• [AIM OF THE TASK]
Report how many lines in the entries below have the word "merely" in them, and give no other words.

Start of TASK INPUT

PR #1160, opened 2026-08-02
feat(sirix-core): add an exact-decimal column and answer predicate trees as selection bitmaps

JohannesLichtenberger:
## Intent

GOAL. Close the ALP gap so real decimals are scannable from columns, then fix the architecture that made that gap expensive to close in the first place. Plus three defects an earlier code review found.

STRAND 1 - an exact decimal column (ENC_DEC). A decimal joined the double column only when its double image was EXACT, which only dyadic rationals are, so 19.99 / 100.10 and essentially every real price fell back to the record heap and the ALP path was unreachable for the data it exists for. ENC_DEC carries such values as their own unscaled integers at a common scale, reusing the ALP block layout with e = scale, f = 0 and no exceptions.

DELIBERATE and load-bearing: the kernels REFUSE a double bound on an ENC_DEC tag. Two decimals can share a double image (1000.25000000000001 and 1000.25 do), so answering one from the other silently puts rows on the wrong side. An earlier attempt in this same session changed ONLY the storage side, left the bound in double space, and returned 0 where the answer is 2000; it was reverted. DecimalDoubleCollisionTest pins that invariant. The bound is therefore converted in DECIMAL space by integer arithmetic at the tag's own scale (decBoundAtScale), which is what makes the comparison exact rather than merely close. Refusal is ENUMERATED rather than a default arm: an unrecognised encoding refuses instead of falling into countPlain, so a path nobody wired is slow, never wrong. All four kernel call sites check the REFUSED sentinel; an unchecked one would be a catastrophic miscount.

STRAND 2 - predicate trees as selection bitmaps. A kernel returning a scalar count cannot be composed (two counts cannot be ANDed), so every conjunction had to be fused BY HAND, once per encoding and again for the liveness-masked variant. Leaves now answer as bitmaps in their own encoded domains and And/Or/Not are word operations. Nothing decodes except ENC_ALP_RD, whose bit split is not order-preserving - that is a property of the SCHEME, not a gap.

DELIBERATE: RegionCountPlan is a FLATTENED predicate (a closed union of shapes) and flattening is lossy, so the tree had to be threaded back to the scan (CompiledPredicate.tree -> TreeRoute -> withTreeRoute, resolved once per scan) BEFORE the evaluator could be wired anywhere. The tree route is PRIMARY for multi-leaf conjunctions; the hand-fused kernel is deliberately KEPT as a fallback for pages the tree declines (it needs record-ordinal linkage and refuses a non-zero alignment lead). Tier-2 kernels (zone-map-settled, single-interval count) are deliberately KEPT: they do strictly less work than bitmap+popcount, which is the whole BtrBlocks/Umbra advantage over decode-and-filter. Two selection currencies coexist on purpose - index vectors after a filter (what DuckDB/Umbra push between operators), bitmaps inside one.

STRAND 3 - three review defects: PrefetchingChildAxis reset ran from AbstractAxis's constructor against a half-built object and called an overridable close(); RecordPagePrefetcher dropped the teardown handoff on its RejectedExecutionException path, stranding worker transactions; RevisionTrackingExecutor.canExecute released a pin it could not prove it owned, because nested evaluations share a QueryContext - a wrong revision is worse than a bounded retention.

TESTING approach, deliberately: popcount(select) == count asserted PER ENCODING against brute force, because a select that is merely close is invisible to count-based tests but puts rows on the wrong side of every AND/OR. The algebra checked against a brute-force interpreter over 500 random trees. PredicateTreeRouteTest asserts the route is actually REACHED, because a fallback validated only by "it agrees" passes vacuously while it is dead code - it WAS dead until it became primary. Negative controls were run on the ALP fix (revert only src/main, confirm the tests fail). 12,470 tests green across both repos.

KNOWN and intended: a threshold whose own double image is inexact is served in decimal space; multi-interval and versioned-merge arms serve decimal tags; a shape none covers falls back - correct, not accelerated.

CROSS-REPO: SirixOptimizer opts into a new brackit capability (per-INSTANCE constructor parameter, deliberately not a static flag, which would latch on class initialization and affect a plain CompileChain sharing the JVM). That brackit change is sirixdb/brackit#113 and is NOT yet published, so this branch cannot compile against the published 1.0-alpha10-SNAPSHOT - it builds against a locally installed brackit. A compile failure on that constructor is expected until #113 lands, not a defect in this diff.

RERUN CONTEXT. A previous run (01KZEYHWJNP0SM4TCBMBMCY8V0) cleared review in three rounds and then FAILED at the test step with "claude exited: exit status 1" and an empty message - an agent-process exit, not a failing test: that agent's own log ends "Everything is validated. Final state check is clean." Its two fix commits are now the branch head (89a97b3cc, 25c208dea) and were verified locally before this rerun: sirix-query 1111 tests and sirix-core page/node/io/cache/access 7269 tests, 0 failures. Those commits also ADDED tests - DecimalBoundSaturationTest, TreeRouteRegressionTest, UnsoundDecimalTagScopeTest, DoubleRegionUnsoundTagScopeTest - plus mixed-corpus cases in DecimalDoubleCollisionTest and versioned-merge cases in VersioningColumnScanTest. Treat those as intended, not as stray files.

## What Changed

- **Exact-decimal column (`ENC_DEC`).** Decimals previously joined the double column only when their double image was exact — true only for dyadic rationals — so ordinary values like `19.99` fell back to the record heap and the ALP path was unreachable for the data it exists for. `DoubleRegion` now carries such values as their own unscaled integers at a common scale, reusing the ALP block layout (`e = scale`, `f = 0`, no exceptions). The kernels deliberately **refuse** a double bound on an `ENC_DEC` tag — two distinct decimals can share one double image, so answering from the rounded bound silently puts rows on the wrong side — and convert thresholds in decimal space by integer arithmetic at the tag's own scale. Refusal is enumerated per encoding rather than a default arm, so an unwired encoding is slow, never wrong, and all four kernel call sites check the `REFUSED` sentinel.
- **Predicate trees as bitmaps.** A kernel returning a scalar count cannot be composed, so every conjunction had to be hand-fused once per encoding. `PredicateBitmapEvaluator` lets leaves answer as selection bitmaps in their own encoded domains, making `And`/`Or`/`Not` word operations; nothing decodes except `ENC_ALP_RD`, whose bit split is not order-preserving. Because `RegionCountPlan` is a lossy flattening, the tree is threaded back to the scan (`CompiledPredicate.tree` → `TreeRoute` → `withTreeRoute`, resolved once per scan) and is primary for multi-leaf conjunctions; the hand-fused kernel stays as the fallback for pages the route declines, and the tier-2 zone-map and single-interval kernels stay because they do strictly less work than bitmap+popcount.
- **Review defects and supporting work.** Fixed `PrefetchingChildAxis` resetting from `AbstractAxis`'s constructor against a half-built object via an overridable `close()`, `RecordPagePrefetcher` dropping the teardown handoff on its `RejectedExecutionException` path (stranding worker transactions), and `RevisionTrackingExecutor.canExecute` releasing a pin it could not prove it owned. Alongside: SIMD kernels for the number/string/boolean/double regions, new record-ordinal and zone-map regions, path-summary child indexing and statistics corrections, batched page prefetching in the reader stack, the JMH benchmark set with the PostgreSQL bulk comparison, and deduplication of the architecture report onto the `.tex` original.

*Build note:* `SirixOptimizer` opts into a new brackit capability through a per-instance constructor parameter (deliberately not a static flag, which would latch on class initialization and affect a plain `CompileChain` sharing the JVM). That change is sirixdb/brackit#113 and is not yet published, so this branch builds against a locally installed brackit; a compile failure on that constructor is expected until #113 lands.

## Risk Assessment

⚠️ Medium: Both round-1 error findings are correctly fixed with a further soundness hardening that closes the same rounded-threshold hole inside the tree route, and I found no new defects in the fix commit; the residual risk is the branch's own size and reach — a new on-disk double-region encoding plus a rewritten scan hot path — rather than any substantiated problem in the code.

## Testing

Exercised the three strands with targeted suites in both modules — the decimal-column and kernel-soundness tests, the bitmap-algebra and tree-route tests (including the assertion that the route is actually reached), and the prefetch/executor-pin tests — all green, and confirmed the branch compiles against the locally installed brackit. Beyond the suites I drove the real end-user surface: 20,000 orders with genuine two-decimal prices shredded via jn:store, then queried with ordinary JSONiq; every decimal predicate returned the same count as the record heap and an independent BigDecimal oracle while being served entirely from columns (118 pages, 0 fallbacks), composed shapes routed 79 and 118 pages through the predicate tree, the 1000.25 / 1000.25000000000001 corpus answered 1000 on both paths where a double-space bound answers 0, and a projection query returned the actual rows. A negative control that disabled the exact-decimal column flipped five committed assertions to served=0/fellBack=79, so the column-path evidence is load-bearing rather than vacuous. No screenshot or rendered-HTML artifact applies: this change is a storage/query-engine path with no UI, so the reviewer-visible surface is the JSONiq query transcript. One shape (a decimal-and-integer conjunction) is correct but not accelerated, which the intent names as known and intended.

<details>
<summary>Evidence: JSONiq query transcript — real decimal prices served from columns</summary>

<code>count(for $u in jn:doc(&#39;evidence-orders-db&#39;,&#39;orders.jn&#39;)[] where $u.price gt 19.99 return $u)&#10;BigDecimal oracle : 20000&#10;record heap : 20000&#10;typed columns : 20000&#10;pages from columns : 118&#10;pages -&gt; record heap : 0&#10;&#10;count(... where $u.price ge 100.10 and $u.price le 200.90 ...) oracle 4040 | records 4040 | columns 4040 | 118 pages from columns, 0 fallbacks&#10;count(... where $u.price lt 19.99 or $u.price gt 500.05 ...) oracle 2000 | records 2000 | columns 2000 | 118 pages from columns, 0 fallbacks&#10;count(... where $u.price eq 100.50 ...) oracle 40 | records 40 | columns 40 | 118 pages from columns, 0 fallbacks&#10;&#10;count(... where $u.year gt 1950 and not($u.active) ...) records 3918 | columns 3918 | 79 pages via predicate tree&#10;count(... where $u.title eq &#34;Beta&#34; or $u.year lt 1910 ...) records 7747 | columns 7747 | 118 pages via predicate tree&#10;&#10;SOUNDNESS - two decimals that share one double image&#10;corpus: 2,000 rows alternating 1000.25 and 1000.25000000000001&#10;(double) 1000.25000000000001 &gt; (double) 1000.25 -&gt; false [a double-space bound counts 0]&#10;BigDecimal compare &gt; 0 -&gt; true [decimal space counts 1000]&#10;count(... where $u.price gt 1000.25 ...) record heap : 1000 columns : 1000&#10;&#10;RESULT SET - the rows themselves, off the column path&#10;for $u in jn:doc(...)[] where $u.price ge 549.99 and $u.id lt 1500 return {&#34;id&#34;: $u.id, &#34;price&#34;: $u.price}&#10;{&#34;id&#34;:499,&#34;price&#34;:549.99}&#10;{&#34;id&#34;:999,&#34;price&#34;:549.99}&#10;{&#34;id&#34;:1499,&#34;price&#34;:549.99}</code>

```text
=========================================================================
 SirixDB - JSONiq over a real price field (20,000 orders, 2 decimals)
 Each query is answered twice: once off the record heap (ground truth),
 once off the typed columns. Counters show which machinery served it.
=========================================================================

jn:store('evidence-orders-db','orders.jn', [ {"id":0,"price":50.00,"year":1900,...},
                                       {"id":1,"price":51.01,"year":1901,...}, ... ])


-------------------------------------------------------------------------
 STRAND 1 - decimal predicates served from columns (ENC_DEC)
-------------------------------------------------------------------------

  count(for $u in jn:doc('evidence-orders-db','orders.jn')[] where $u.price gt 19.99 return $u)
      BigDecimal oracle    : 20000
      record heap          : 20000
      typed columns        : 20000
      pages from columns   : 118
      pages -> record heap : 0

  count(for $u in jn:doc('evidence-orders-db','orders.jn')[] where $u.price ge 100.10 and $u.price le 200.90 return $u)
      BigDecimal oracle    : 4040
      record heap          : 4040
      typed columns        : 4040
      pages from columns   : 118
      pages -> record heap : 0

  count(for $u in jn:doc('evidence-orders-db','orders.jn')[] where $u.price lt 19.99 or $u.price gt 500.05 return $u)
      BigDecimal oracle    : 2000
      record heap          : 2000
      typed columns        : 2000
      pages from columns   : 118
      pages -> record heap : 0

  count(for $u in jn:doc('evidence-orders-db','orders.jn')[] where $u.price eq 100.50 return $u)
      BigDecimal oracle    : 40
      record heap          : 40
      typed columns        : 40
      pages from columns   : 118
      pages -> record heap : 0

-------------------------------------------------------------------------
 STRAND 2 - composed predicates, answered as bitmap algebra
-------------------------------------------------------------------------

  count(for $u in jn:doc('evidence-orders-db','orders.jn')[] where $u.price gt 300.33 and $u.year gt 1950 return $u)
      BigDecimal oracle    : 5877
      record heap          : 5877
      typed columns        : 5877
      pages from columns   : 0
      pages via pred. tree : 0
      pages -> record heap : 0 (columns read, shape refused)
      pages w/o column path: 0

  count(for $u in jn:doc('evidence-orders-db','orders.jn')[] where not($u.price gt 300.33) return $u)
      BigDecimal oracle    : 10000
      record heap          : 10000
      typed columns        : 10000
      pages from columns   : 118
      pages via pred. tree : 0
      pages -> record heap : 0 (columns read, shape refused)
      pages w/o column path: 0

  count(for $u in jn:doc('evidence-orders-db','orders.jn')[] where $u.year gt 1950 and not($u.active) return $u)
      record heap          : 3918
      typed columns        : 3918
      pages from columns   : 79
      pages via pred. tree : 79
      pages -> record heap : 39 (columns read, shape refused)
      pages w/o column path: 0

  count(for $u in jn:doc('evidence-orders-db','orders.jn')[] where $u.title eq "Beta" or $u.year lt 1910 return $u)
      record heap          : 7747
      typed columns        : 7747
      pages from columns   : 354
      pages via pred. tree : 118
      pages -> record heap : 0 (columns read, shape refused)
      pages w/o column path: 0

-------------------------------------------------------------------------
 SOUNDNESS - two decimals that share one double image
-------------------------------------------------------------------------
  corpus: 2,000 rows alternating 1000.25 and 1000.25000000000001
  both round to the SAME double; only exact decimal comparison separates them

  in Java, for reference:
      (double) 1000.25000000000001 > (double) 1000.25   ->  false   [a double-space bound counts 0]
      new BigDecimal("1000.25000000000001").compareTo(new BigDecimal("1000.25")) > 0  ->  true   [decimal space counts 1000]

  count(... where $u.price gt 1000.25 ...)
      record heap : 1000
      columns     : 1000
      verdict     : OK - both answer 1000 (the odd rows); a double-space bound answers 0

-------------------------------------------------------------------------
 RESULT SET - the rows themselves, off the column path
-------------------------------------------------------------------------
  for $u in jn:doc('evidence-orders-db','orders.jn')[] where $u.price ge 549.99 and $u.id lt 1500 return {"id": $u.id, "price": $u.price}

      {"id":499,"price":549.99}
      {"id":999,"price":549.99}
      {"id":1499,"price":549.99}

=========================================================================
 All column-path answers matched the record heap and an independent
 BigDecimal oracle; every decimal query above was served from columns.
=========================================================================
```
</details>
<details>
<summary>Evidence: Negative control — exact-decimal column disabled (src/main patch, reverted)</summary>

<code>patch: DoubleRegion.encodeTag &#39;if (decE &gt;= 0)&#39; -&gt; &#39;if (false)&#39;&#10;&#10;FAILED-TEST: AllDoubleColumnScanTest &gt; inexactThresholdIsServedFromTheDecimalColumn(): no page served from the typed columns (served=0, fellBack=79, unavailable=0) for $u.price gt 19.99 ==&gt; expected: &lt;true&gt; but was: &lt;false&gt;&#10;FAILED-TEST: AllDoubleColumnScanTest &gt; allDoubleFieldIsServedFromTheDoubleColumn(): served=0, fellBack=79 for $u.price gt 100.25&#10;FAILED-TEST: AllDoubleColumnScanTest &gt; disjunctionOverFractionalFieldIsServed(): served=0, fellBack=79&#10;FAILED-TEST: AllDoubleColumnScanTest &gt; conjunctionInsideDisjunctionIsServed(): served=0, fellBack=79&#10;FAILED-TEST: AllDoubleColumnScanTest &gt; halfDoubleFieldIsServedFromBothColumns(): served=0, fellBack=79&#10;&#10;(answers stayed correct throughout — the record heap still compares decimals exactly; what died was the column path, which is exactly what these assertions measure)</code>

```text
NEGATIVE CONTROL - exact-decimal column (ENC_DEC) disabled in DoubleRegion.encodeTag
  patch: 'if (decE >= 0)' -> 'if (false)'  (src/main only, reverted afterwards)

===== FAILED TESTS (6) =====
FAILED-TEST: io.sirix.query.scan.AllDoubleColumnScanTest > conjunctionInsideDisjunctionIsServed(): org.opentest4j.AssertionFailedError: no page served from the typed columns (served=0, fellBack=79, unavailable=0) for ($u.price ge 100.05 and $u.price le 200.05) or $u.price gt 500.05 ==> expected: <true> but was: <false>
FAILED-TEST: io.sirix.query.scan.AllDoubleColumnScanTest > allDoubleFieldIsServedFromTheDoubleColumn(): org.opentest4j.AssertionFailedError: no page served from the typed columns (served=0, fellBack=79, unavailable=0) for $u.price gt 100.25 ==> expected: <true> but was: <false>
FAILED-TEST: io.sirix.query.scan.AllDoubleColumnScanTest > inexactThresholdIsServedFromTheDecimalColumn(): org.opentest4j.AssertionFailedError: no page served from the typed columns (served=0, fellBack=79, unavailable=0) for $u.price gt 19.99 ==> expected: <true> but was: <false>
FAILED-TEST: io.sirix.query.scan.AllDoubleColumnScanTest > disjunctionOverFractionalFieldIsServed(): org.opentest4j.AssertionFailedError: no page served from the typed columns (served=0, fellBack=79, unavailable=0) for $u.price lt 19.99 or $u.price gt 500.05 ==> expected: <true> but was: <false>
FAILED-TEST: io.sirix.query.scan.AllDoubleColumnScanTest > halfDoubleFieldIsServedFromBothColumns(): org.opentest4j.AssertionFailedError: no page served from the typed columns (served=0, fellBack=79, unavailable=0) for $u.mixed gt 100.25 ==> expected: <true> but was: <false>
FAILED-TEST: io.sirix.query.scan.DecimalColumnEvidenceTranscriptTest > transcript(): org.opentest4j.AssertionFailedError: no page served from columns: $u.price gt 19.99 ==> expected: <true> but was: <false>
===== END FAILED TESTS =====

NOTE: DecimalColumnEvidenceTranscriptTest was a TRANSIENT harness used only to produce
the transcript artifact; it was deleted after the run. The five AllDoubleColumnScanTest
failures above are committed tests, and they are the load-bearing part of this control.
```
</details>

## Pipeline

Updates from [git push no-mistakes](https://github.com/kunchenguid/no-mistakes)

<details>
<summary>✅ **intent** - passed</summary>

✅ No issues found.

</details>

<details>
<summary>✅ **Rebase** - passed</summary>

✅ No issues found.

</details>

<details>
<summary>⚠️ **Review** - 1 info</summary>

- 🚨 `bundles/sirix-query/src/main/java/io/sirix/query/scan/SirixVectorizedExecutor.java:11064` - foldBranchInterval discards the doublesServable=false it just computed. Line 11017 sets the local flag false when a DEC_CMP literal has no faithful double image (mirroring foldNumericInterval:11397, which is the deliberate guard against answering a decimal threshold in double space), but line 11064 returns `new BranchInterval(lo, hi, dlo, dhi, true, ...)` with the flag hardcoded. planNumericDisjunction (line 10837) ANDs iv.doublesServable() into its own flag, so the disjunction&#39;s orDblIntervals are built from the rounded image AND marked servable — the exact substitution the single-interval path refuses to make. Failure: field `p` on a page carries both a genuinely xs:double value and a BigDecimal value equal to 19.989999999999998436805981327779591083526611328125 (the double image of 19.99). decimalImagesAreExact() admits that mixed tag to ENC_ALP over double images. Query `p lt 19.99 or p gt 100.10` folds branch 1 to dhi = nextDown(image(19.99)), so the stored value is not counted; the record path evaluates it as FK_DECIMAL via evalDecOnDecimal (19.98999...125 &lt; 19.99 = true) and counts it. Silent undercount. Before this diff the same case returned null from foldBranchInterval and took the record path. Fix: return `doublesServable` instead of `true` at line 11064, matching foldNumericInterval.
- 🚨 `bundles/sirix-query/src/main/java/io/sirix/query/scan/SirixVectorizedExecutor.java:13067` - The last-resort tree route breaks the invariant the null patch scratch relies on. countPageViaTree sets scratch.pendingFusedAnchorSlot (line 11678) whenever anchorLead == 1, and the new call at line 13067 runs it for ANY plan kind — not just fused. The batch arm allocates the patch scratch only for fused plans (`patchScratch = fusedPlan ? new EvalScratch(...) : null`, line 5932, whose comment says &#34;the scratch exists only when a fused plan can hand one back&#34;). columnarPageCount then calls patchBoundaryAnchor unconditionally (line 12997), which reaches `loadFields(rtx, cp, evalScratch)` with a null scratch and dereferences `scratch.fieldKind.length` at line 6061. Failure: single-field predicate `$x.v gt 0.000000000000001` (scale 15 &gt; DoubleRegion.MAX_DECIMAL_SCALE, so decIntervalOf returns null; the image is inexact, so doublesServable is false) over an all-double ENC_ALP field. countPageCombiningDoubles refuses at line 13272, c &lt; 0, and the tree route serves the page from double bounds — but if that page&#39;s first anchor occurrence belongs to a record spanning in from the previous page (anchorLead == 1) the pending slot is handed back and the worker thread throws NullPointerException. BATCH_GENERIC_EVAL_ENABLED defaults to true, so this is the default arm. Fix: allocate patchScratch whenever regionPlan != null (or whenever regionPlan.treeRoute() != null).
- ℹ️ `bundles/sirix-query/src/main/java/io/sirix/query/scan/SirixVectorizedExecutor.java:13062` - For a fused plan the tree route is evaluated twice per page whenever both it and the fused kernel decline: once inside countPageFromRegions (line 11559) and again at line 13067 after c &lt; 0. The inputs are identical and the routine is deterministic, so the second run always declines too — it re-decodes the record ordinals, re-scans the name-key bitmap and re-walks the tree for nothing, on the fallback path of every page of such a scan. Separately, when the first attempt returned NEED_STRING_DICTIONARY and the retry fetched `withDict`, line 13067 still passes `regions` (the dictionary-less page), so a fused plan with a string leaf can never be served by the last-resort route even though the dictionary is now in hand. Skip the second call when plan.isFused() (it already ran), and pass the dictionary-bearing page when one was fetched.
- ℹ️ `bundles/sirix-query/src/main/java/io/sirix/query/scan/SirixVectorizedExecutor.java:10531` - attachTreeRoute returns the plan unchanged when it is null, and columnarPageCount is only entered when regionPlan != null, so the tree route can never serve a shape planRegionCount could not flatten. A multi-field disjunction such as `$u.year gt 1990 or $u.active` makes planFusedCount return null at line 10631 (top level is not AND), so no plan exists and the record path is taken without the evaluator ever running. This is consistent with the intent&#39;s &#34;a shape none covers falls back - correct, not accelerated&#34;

End of TASK INPUT

• [ANSWER BOX]
2